L’oncle Jean voulut protester, mais il était si ému qu’il prononçait des mots sans suite.

« Mon oncle, reprit Mme Defert, si j’avais été un homme, j’aurais voulu être comme vous. Ne dites pas non, parce que c’est la vérité. Vous êtes le parrain de mon cher enfant, plaise à Dieu que vous soyez son modèle ! »

Et avant que l’oncle Jean pût se douter de ce qui allait arriver, Mme Defert lui prit la main, et se penchant vivement, la porta à ses lèvres.

« Chut ! lui dit-elle, tout cela est entre nous.

— Tu veux donc me donner de l’orgueil ? Au moins, dis-moi de me faire mettre en pièces pour toi ? N’importe ! tu es une fière petite femme, et c’est à toi que ton fils doit ressembler pour devenir ce que tu veux qu’il soit. Quant à moi, tout ce que je pourrai faire, ce sera de lui apprendre à monter à cheval et à faire des armes, si je ne suis pas trop cassé. J’aimerais aussi, ajouta-t-il d’un ton rêveur, à lui apprendre l’exercice de la lance qui est un joli exercice. Voilà un monsieur qui te cherche ; moi, je me sauve ; j’ai besoin de prendre l’air après ce que tu viens de me dire. Le sang me monte à la tête, et il me semble que si je restais, je me mettrais à danser comme ces gens qui se trémoussent là-bas. Au revoir, ma bonne fille. »

Pendant plusieurs heures, l’oncle Jean se promena dans les prés de la Louette pour se rafraîchir. Lorsqu’il fut bien calmé, il rentra chez lui, se mit au lit, et s’endormit en calculant sur ses doigts quel âge il aurait quand son filleul serait en état de tenir un fleuret. Et il rêva qu’il l’initiait aux mystères et aux beautés de l’exercice de la lance.

CHAPITRE VI

Mme Defert, qui n’a encore élevé que des filles, se demande avec inquiétude si elle saura élever un garçon.

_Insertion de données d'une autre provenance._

PR #216, opened 2021-09-26
feat: AbortSignal

### LINKED ISSUE #200: Aborting requests
# Feature request

## Is your feature request related to a problem? Please describe.

After the migration from Superagent to cross-fetch there doesn't seem to be a way to abort a request.
Consider this usage within React:

```ts
useEffect(() => {
  client
    .from("users")
    .select()
    .eq("id", userId)
    .then(({data}) => setUser(data[0]))

  return () => {
    // Stop in-flight request?
  }
}, [userId]);
```

## Describe the solution you'd like

Given postgrest-js is built on `cross-fetch` now, support AbortSignal.

```ts
useEffect(() => {
  const controller = new AbortController;
  client
    .from("users")
    .select()
    .eq("id", userId)
    .signal(controller.signal)
    .then(({data}) => setUser(data[0]));

  return () => {
    controller.abort();
  }
}, [userId]);
```

## Describe alternatives you've considered

This could be more generic to support other fetch options instead of strictly signal.

## Additional context

I'd be fine implementing this as a PR. Just need to know what direction the maintainers would prefer.

soedirgo:

Feature.

Closes #200.

### DIFF
--- a/.github/workflows/ci.yml
+++ b/.github/workflows/ci.yml
@@ -9,23 +9,15 @@ on:
 
 jobs:
   test:
-    name: Test / OS ${{ matrix.os }} / Node ${{ matrix.node }}
-    strategy:
-      matrix:
-        os: [ubuntu-latest]
-        node: ['12']
-
-    runs-on: ${{ matrix.os }}
-
+    name: Test
+    runs-on: ubuntu-20.04
     steps:
       - uses: actions/checkout@v2
 
-      - name: Set up Node
-        uses: actions/setup-node@v1
+      - uses: actions/setup-node@v2
         with:
-          node-version: ${{ matrix.node }}
+          node-version: '14'
 
-      - name: Run tests
-        run: |
-          npm ci
-          npm t
+      - run: |
+          npm clean-install
+          npm run test
--- a/.github/workflows/docs.yml
+++ b/.github/workflows/docs.yml
@@ -8,24 +8,17 @@ on:
 
 jobs:
   docs:
-    name: Publish docs / OS ${{ matrix.os }} / Node ${{ matrix.node }}
-    strategy:
-      matrix:
-        os: [ubuntu-latest]
-        node: ['12']
-
-    runs-on: ${{ matrix.os }}
-
+    name: Publish docs
+    runs-on: ubuntu-20.04
     steps:
       - uses: actions/checkout@v2
 
-      - name: Set up Node
-        uses: actions/setup-node@v1
+      - uses: actions/setup-node@v2
         with:
-          node-version: ${{ matrix.node }}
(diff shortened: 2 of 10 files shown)


inian:
What about having the abortsignal as part of the [a fetch options object](https://github.com/supabase/postgrest-js/issues/200#issuecomment-926284828) instead of a chaining call? Other parameters that I can think that can fit in the same fetch config object - timeout, custom fetch implementation ([issue](https://github.com/supabase/supabase/discussions/588

soedirgo:
I'm not really a fan of exposing a third party API as part of our own, and if it's necessary (as is the case here) I'd like to minimize it as much as possible. The problem is while this is convenient *now*, it makes backward-compatibility painful to maintain:
- It increases API surface, so there's more maintenance burden
- If one day `fetch` introduces a breaking change, that necessitates a breaking change on our side (unlikely since there's a spec, but not impossible)
- If there's part of the API that we don't want (e.g. because it makes the client non-isomorphic) taking it out is a breaking change
- There's a need to vet what exactly are parts of the fetch API we're exposing, which I haven't done, but it can reveal some problems, e.g. fetch is designed for the browser, not Node.js, so there are parts of it that isn't available on Node.js without a polyfill (e.g. `AbortController`, which we only use for tests here)

inian:
I was suggesting that we come group our own options related to making the request together (timeout, number of retries, abort etc), we should defn not expose all the [fetch options](https://developer.mozilla.org/en-US/docs/Web/API/fetch#parameters) in our API.

Side note, node is implementing fetch as a global via [undici](https://github.com/nodejs/undici#undicifetchinput-init-promise) (not yet landed) and abortSignal is already implemented in node 15, so hopefully we can remove node-fetch and node-abort-controller in future versions

soedirgo:
Ah, that makes sense - I'm not sure what other options to expose though:
- timeout with fetch is usually implemented with AbortSignal using `setTimeout` and `AbortController.abort()`
- not sure if it's common for REST client libraries to support retries as part of the API, and there might be some nuances on how it's done, e.g. exponential backoff
- custom fetch implementation I think should be in the constructor (like for faunadb-js), but I think all the issues relating to it will be resolved when the upstream fix lands (which doesn't seem like it's gonna happen, honestly https://github.com/github/fetch/issues/1024)

Sorry if I'm a bit persistent on this topic 😅

> node is implementing fetch as a global via undici

Awesome, haven't heard of this - about time we ditch yet-another-HTTP-client-X and just all use fetch!

inian:
> custom fetch implementation I think should be in the constructor 

Ah you are right, these can be in the constructor. I think aws sdk also puts these options there as well.

inian (approved):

Mme Defert, tout en allaitant son « amour de petit garçon », se demandait avec inquiétude comment elle s’y prendrait pour en faire un homme.

Jusqu’ici, elle avait réussi à faire de ses filles, non pas des enfants modèles (il n’y a rien d’insupportable comme les enfants modèles), mais de bonnes petites filles, douces, obéissantes, aimantes et respectueuses. Ce qu’il y a de plus étonnant (pour certaines gens du moins), c’est qu’elle avait fait tout cela sans avoir lu Rousseau, et sans s’être imposé un programme. Elle avait suivi jour par jour le développement de ces deux caractères, sans rien hâter, sans rien changer brusquement, luttant contre les difficultés de détail, à mesure qu’elles se présentaient, sans jamais remettre la lutte au lendemain, et tout étonnée de n’avoir pas plus d’efforts à faire. Depuis la naissance de sa première fille, elle n’allait plus que fort peu dans le monde, où elle était cependant fort recherchée. Le monde l’avait un peu raillée d’abord de ce qu’il appelait sa manie de retraite, et l’on avait trouvé, dans les salons élégants, qu’elle était un peu « pot-au-feu ».

Comme on vit qu’elle ne devenait ni dogmatique ni pédante, qu’elle n’avait pas de système d’éducation à développer pour écraser les gens de sa supériorité, qu’elle ne donnait des conseils qu’à ceux qui lui en demandaient (et encore avec quelle discrétion !) ; comme elle ne se targuait pas de son renoncement au monde pour faire la bonne mère, comme elle ne critiquait jamais personne, et qu’elle ne permit jamais à ses enfants de tomber dans la moquerie, on lui pardonna de faire mieux que les autres ; on ne fut pas blessé de son dévouement pour ses enfants. Dans un certain monde, on la trouva à la fois un peu arriérée et un peu originale, mais on continua à l’aimer quand même.

M. Defert, qui était très-fier de sa femme (et il avait bien raison) et qui tenait à s’en faire honneur dans le monde (qui oserait l’en blâmer ?), fit bien d’abord quelques observations. Ses observations furent écoutées avec déférence, ce qui le disposa bien tout de suite. En vérité, on aurait cru que cette petite Mme Defert avait fait son cours complet de rhétorique, pour savoir si bien prendre son monde. Elle développa ses raisons avec tant de raison et d’enjouement que M. Defert, pris pour arbitre, déclara qu’elle avait raison comme toujours. Il céda, et en cela il fit preuve de bon sens.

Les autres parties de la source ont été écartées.